Sticky Bangkok day.

Overcast and sticky day in Bangkok; at midday, with a bottle of cold water and the point-and-shoot camera, I left the hotel to walk to the first contemporary art site on my list. I intended to take pictures along the way, but struggled to muster the needed motivation. I have days like that when I lose interest in breathing, when I observe people and my surroundings, as would a thing that doesn’t belong. Nothing feels real, and everything feels irrelevant—no use trying. Smile, exchange pleasantries with a stranger; a neurologist would call it derealisation. 

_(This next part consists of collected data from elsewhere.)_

PR #16, opened 2018-06-06
get_alpha_stroke test

adrianblanco:
- [x] New test added. It pass as the parameters are fixed with validate_params = FALSE.
- [x] Working on a complimentary test which contains a cartogram. The idea is to test the alpha stroke in the borders of the map.
- [ ] Next step: modify the animint.js code after that. Any advice, recommendations about how should I proceed?


adrianblanco:
I updated the test with a cartogram. I did not create a new PR in order not to open several at the same time. Here it is the link to the test: 
https://github.com/tdhock/animint2/blob/GSOC18/tests/testthat/test-renderer1-get_alpha_stroke.R

tdhock:
did you change anything other than adding the test-renderer1-get_alpha_stroke.R file? I can't easily tell because there are 218 files changed!

I assume you used `git commit -a` ? It would be preferable to not use `-a` and instead commit only the files you have changed (makes it much easier to review). In any case please change the file permissions back, so the "Files changed" tab here only shows the actual changes you have made.

adrianblanco:
Thanks for the feedback.

I used Desktop for that commit and I messed it up. I only made changes in test-renderer1-get_alpha_stroke.R 
I tried to change file permissions following these steps but it is not working for me:
https://stackoverflow.com/questions/2517339/how-to-recover-the-file-permissions-to-what-git-thinks-the-file-should-be
Sorry, I am not familiar with it. From now, I will always use the command line.

- [ ] expectations added. Review pending, not sure if i did it in the right way.
https://github.com/tdhock/animint2/pull/16/commits/d53e9df78b9703129a59873d3fecf4ea280280f2
- [ ] working on another with a dataset already included in animint2

tdhock:
also I noticed that due to some changes in ggplot2Animint, the travis tests were not working correctly (lots of false positive test failures here).

however I fixed that on master via #17  -- hopefully those tests should pass for Travis PR builds when you push a new commit

tdhock:
finally the branch name "GSOC18" is OK for this PR, but in the future please use branch names that reflect the feature that you are working on, as the PR title, e.g. stroke-opacity-params

adrianblanco:
Working on a HTML parsing function to extract the stroke-opacity style and trying to understand the process.

adrianblanco:
Thanks for the advice and for fixing Travis tests. 

Ok, from now I will be more careful choosing names and naming branches. Understood!

adrianblanco:
Working on that. I am taking `var get_alpha` from animint.js as an example

PR #18, opened 2018-06-09
Merge ggplot2Animint into animint2

vivekktiwari:
This PR is to discuss the possibility of merging `ggplot2Animint` into `animint2` to get rid of the dependency. 

For Now: Merging in `dev` branch to avoid conflict 

- [x] Rename files of original animint2 with `a_*` for quick identification. 

- [x] Add ggplot2Animint files

- [x] Add collate to DESCRIPTION of animint2

- [x] Make syntax changes to ggplot2Animint files

- [x] Rename files again of original animint2 from `a_*` to `z_*` to form correct collate

- [x] adding data and data-raw from ggplot2Animint for examples mentioned in code to run
- [ ] Make syntax changes to `z_*` files to remove dependency

Update Tasks: 

- [ ] write tests to make ggplot2 and animint2 work when loaded. 

- [ ] run less tests during CRAN check


vivekktiwari:
@tdhock please provide suggestions on what should be avoided and what to keep in mind when going further in merging both.

tdhock:
The number one priority should be that all tests pass. 
- all existing tests
- add a test to make sure ggplot2 and animint2 can be attached at the same time, probably in a test-compiler-* file?
- it would be great if you could add another entry to the build matrix that runs CRAN checks. During CRAN checks of animint2, we can't run all of our tests, so you need to edit testthat.R so that we have some code that does "if on CRAN, run only a few checks, otherwise run as usual"

vivekktiwari:
@tdhock thank you! Once all the examples pass the `check` function, only then I can make sure the tests will work, right? 

So, I am facing a very typical problem, there are a lot of functions inside the code of ggplot2Animint and animint2 that are same. 

For example: 
1. `train_layout` in `R/panel.r` and in `R/z_facet.r`
2. `build_strip` in `R/facet-labels` and in `R/z_facet.r`

So when running examples, functions are not referencing where they should as both are loaded in the environment, and whoever is loaded at last gets the priority and by build, animint2 code is loaded at last, so gets the override. 

I am sure there are more, what do you recommend for this?

vivekktiwari:
I am getting a single error in Travis build in `compiler`: 
`── 1. Error: animint2gist() returns an object of class 'gist' (@test-compiler-gist.R#4) 
In non-interactive environments, please set GITHUB_PAT env to a GitHub access token (https://help.github.com/articles/creating-an-access-token-for-command-line-use)`

please suggest changes to correct this? Don't know much about access tokens. 

> it would be great if you could add another entry to the build matrix that runs CRAN checks. During CRAN checks of animint2, we can't run all of our tests, so you need to edit testthat.R so that we have some code that does "if on CRAN, run only a few checks, otherwise run as usual

Can I use `skip_on_cran` function for this? please let me know which test units are to be excluded, and will make the necessary changes.

tdhock:
if the functions are really the same then just use one or the other, it
doesn't matter, right?

vivekktiwari:
@tdhock they have different functions/objective, just the names are the same. 

> ── 1. Error: animint2gist() returns an object of class 'gist' (@test-compiler-gist.R#4) In non-interactive environments, please set GITHUB_PAT env to a GitHub access token (https://help.github.com/articles/creating-an-access-token-for-command-line-use)

If you can kindly help me with GITHUB_PAT, my access token keys don't seem to be working on this repo or I might not be doing it correctly.

tdhock:
hi Vivek to avoid the gist error, please send your PR from a branch of
tdhock/animint2 (instead of your fork, vivek/animint2)

I added you as a collaborator on tdhock/animint2 so you should now be able
to do that.

please do not push anything to master

please create a new branch and then a PR from that branch

vivekktiwari:
Thank you so much @tdhock for adding me here. I have created `merge` branch and merging this PR with that. 
I will open PR from this branch and commit changes here.

PR #29, opened 2019-08-15
fix issue with gg+guides(color="none") 

tdhock:


tdhock:
it has something to do with mapping being mutable.

PR #33, opened 2019-11-09
Update README.org

dA505819:
Corrected only spacing.


tdhock:
thanks for the "correction" but it is important to keep "showSelected" because that is the syntax (no spaces) of the geom argument/parameter used for interaction in animint2.

dA505819:
:)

A tuk-tuk driver asks me where I’m going, and then where I came from, which is often just a way to gauge how big your bank account could be. A man who said he is a train driver tells me there’s a train I can take for free to where I’m headed. We chatted for half an hour. He told me there’s a beautiful island with few tourists, and a better use of time than the polluted streets of Bangkok. Maybe I could find a young woman in a bikini and take some cliched pictures of the beach at sunset. In photography, that’s called an ABS, an acronym for “Another Bloody Sunset.”

 

The platform where this free train stops was nearby; I found the waiting area and sat surrounded by locals doing their best to ignore me. I understand; no one likes a tourist, and that regardless of where you are. Tourists are a necessary evil, at best just walking cash machines. Close to an hour passes; a train arrives, but it’s heading in the wrong direction. Whether going into or out of the city, this particular locals-only train stops at that same platform. Alone and wondering when the next train going in the right direction might arrive, a young boy approaches and asks where I’m going. He spoke reasonable English, so I told him and asked when I could expect the next train. One hour, he replied, and then he disappeared. I stood there for a few minutes, and the boy reappeared. He asked how long I’d been in Thailand and how long I would stay. I answered, and he ran off again.

 

I went out on the street, took a few pictures, and then went back to the train stop where there are a few street food stalls. One sold Pad Thai for fifty Baht, lunch whilst waiting for the train. I stood at the counter, invisible to the woman on the other side. I got the message, walked over to a nearby convenience store, bought a high-protein banana drink and two cheese-and-ham toasted sandwiches, and sat outside on a concrete block. It began to rain. Decision taken, I lit a cigarette and headed back to the hotel where two young Canadian men I’d seen a few times were having a smoke outside. We joked about the sign saying police would be called if you were caught smoking dope, then we discussed hunting bison in British Columbia. 

 

The two young Canadians headed off on a mission to find cheap clothes. I went upstairs, where in the corridor a young Thai boy was cleaning the room opposite mine. My bins were full, so I grabbed them and asked the boy in sign language whether I could dump their contents into the rubbish bag attached to his trolley. He nodded, then said, “Thank you.” He was here yesterday, Friday, a school day, and doesn’t look old enough to work under Australian law. I’d read somewhere that every dollar invested in education is estimated to return seven in taxes. I asked myself what future awaits this boy, and his nation if it does not invest in his education? The kid works full-time and probably hands his entire paycheck to his mother. Sputnik caused panic in the United States: the Soviets were winning the technology race solely because they knew what ‘human resource’ actually means, and invested heavily in the education of their children. 

Will try to get to the contemporary art site tomorrow.